Persuadir y convencer – Ch. PERELMAN y L. OLBRETCHTS-TYTECA

UNIDAD 7
TEXTO FUENTE/ Ir a Evolución histórica de la argumentación
Perelman, Ch. y Olbrechts-Tyteca, L, Tratado de la argumentación. La nueva retórica, Editorial Gredos, Madrid, 1994, pág. 65)
La variedad de los auditorios es casi infinita y, de querer adaptarse a todas sus particularidades, el orador se encuentra frente a innumerables problemas. Quizá sea ésta una de las razones por las cuales lo que suscita un interés enorme es una técnica argumentativa que se impusiera indiferentemente a todos los auditorios o, al menos, a todos los auditorios compuestos por hombres competentes o razonables.
La búsqueda de una objetividad, cualquiera que sea su naturaleza, corresponde al ideal, al deseo de trascender las particularidades históricas o locales de forma que todos aceptan las tesis defendidas.
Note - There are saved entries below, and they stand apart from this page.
PR #2994, opened 2025-01-22
fix: Doesn't send `analyzers` field in search_index if absent in the definition

lantoli:
## Description

Doesn't send `analyzers` field in search_index if absent in the definition. It fixes HELP-70041.

In this way Atlas UI won't show an error when editing the index in JSON as happening now:
index3

Link to any related issue(s): CLOUDP-296191

## Type of change:

## Required Checklist:

### DIFF
--- a/internal/service/searchindex/model_search_index.go
+++ b/internal/service/searchindex/model_search_index.go
@@ -72,7 +72,7 @@ func unmarshalSearchIndexFields(str string) ([]map[string]any, diag.Diagnostics)
 	return fields, nil
 }
 
-func unmarshalSearchIndexAnalyzersFields(str string) ([]admin.AtlasSearchAnalyzer, diag.Diagnostics) {
+func UnmarshalSearchIndexAnalyzersFields(str string) ([]admin.AtlasSearchAnalyzer, diag.Diagnostics) {
 	fields := []admin.AtlasSearchAnalyzer{}
 	if str == "" {
 		return nil, nil // don't send analyzers field to Atlas if empty
--- a/internal/service/searchindex/model_search_index.go
+++ b/internal/service/searchindex/model_search_index.go
@@ -75,7 +75,7 @@ func unmarshalSearchIndexFields(str string) ([]map[string]any, diag.Diagnostics)
 func unmarshalSearchIndexAnalyzersFields(str string) ([]admin.AtlasSearchAnalyzer, diag.Diagnostics) {
 	fields := []admin.AtlasSearchAnalyzer{}
 	if str == "" {
-		return fields, nil
+		return nil, nil // don't send analyzers field to Atlas if empty
 	}
 	dec := json.NewDecoder(bytes.NewReader([]byte(str)))
 	dec.DisallowUnknownFields()
--- a/.changelog/2994.txt
+++ b/.changelog/2994.txt
@@ -1,0 +1,3 @@
+```release-note:bug
+resource/mongodbatlas_search_index: Don't send empty `analyzers` attribute to Atlas
+```
--- a/internal/service/searchindex/model_search_index_test.go
+++ b/internal/service/searchindex/model_search_index_test.go
@@ -1,0 +1,81 @@
+package searchindex_test
+
+import (
+	"testing"
+
+	"github.com/mongodb/terraform-provider-mongodbatlas/internal/service/searchindex"
+	"github.com/stretchr/testify/assert"
+	"go.mongodb.org/atlas-sdk/v20241113004/admin"
+)
+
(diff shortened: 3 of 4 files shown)


jwilliams-mongo (approved):

oarbusi (approved):
LGTM, could we capture this case in the unit tests of unmarshalSearchIndexAnalyzersFields ?

lantoli:
@oarbusi search_index doesn't have any unit test yet, I think that would be a bigger planned effort to add them including for this func. And I think this behavior change can't be captured in an acc test because everything works fine and nothing changes in the TF side, the only problem is that "analyzers" is shown in the Atlas UI JSON editor

internal/service/searchindex/model_search_index.go
```diff
@@ -75,7 +75,7 @@ func unmarshalSearchIndexFields(str string) ([]map[string]any, diag.Diagnostics)
 func unmarshalSearchIndexAnalyzersFields(str string) ([]admin.AtlasSearchAnalyzer, diag.Diagnostics) {
```
AgustinBettati: I agree with @oarbusi a simple unit test of this function capturing the empty string case will ensure no regressions in the future

internal/service/searchindex/model_search_index.go
```diff
@@ -75,7 +75,7 @@ func unmarshalSearchIndexFields(str string) ([]map[string]any, diag.Diagnostics)
...
 	fields := []admin.AtlasSearchAnalyzer{}
 	if str == "" {
-		return fields, nil
+		return nil, nil // don't send analyzers field to Atlas if empty
```
AgustinBettati, line 78: is this change fixing the issue? Since the function signature is returning a slice and not pointer to slice I believe a pointer to empty slice is still being sent.

lantoli: yes I tested manually Create and Update, and it worked. 
we sent a zero-len slice before, now we send an nil slice

internal/service/searchindex/model_search_index.go
marcosuma: @lantoli assuming you are 100% sure that this fixes the issue, and you're talking about bigger planned effort, could we solve this by creating a separate issue to create the unit tests like @oarbusi and @AgustinBettati are also saying? A test here is very important to make sure this stays like that in the future.

internal/service/searchindex/model_search_index.go
AgustinBettati: Okay, I am still confused as I would expect the fix to be [here](https://github.com/mongodb/terraform-provider-mongodbatlas/blob/master/internal/service/searchindex/resource_search_index.go#L424) for create and [here](https://github.com/mongodb/terraform-provider-mongodbatlas/blob/master/internal/service/searchindex/resource_search_index.go#L228) for update where we are placing a pointer to the nil slice (instead of nil pointer).

internal/service/searchindex/model_search_index.go
lantoli: unit tests added here: https://github.com/mongodb/terraform-provider-mongodbatlas/pull/2994/commits/89f1ad32bfa425ff8b5289f3052ce9bf0b116ae2

internal/service/searchindex/model_search_index.go
lantoli: exactly, that was what I did first in Create, then I extracted it to the func that both lines call before to get the analyzers so it works for both Create and Update

internal/service/searchindex/model_search_index.go
marcosuma: you are awesome, @lantoli !

marcosuma (approved):

internal/service/searchindex/model_search_index.go
AgustinBettati: Sorry for being insistent but could you verify again that it is not sent in the request? With my knowledge of the SDK/json marshaling an empty array would be sent in the request when defining a code like the following (similar to code currently in place):
```
fields := nil
searchIndexRequest.Definition.Analyzers = &analyzers
```

oarbusi (approved):
LGTM, thanks for creating the test

internal/service/searchindex/model_search_index.go
lantoli: discussed offline, both approaches behave the same

AgustinBettati: analyzer property is sent but with value of nil, so API interprets this the same as not including the property alltogether

AgustinBettati (approved):
LGTM, thanks for sharing details!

Se asiste, sin embargo, a un debate secular entre los partidarios de la verdad y los de la opinión, entre filósofos, buscadores de lo absoluto, y retóricos, comprometidos en la acción. Con motivo de este debate, parece que se elabora la distinción entre persuadir y convencer, distinción a la que aludimos en función de una teoría de la argumentación y del papel desempeñado por ciertos auditorios.
Para aquel que se preocupa por el resultado, persuadir es más que convencer, al ser la convicción sólo la primera fase que induce a la acción.
Nosotros nos proponemos llamar persuasiva a la argumentación que sólo pretende servir para un auditorio particular y nominar convincente a que se supone que obtiene la adhesión de todo ente de razón. El matiz es mínimo y depende, esencialmente, de la idea que el orador se forma de la encarnación de la razón. Cada hombre cree en un conjunto de hechos, de verdades, que todo hombre “normal” debe, según él, admitir, porque son válidos para todo ser racional. Pero, ¿es así de verdad? ¿No es exorbitante la pretensión a una validez absoluta para cualquier auditorio compuesto por seres racionales? Incluso al autor más concienzudo no le queda, en este punto, más remedio que someterse al examen de los hechos, al juicio de los lectores. En todo caso, habrá hecho lo que está en su mano para convencer, si cree que se dirige válidamente a semejante auditorio.
La distinción que proponemos entre persuasión y convicción da cuenta, de modo indirecto, del vínculo que a menudo se establece, aunque de forma confusa, entre persuasión y acción, por una parte, y entre convicción e inteligencia, por otra. En efecto, el carácter intemporal de ciertos auditorios explica que los argumentos que le presentan no constituyan en absoluto una llamada a la acción inmediata.
Esta distinción, fundada en los rasgos del auditorio al que se dirige el orador, no parece, a primera vista, que explique la distinción entre convicción y persuasión tal como la siente el propio oyente. Pero, resulta fácil ver que se puede aplicar el mismo criterio, si se tiene en cuenta que este oyente piensa en la transferencia a otros auditorios de los argumentos que le presentan y se preocupa por la acogida que les estaría reservada.
Desde nuestro punto de vista, es comprensible que el matiz entre los términos convencer y persuadir sea siempre impreciso y que, en la práctica, se suprima. Pues, mientras que las fronteras entre la inteligencia y la voluntad, entre la razón y lo irracional pueden constituir un límite preciso, la distinción entre diversos auditorios es mucho más confusa, y esto tanto más cuanto que la imagen que el orador se forma de los auditorios es el resultado de un esfuerzo siempre susceptible de poder reanudarlo.
Es la naturaleza del auditorio al que pueden someterse con éxito los argumentos lo que determina, en la mayoría de los casos, no sólo el tono que adoptarán las argumentaciones sino también el carácter, el alcance que se le atribuirá. ¿Cuáles son los auditorios a los que se les atribuye el papel normativo que permite saber si una argumentación es convincente o no?
Encontramos tres clases de auditorios, considerados privilegiados a este respecto, tanto en la práctica habitual como en el pensamiento filosófico: el primero, constituido por toda la humanidad o, al menos, por todos los hombres adultos y normales y al que llamaremos el auditorio universal; el segundo, formado, desde el punto de vista del diálogo, por el único interlocutor al que nos dirigimos; el tercero, por último, integrado por el propio sujeto, cuando delibera sobre o evoca las razones de sus actos. A continuación, conviene añadir que, sólo cuando el hombre en las reflexiones consigo mismo o el interlocutor del diálogo encarnan al auditorio universal, éstos adquieren el privilegio filosófico que se le otorgan a la razón, en virtud del cual la argumentación que se dirige a ellos ha quedado asimilada, con frecuencia, a un discurso lógico. En efecto, si visto desde fuera, se puede pensar que el auditorio universal de cada orador es un auditorio particular, esto no significa que, a cada instante y para cada persona, exista un auditorio particular, cuyas reacciones conocemos y cuyas características, a lo sumo, hemos estudiado. De ahí la importancia primordial del auditorio universal en tanto que norma de la argumentación objetiva, puesto que el interlocutor y el individuo deliberadamente consigo mismo constituyen meras encarnaciones siempre precarias.